PR #1077, opened 2024-09-02
Update get_relevant_blobs_from_txs

### LINKED ISSUE #1040: DA: get_relevant_blobs_from_txs must accept &[Tx] not Vec<Tx>
To avoid unnecessary copy up to 4mb of data in zk context.

exeokan:
# Description
Modifies get_relevant_blobs_from_txs to accept &[&Transaction] and avoids copying in extract_relevant_blobs

## Linked Issues
- Fixes #1040

### DIFF
--- a/crates/bitcoin-da/src/service.rs
+++ b/crates/bitcoin-da/src/service.rs
@@ -583,9 +583,8 @@ impl DaService for BitcoinService {
             "Extracting relevant txs from block {:?}",
             block.header.block_hash()
         );
-
-        let txs = block.txdata.iter().map(|tx| tx.inner().clone()).collect();
-        get_relevant_blobs_from_txs(txs, &self.reveal_batch_prover_prefix)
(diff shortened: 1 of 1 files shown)


crates/bitcoin-da/src/service.rs
```diff
@@ -583,9 +583,8 @@ impl DaService for BitcoinService {
             "Extracting relevant txs from block {:?}",
             block.header.block_hash()
         );
-
-        let txs = block.txdata.iter().map(|tx| tx.inner().clone()).collect();
-        get_relevant_blobs_from_txs(txs, &self.reveal_batch_prover_prefix)
+        let txs: Vec<&Transaction> = block.txdata.iter().map(|tx| tx.inner()).collect(); // get a list of references to the transactions
```
kpp, line 586: The trick is to get rid of .collect() if possible. And it is possible

eyusufatik: 😁
don't tell him how tho :p

kpp:
I should say I made a mistake. `get_relevant_blobs_from_txs` is not called in a zk context so there is no need to optimize this function.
================================
Your assignment:
Take every line in the preceding listing that contains "accept" and copy it.

Output of the exercise:
### LINKED ISSUE #1040: DA: get_relevant_blobs_from_txs must accept &[Tx] not Vec<Tx>
Modifies get_relevant_blobs_from_txs to accept &[&Transaction] and avoids copying in extract_relevant_blobs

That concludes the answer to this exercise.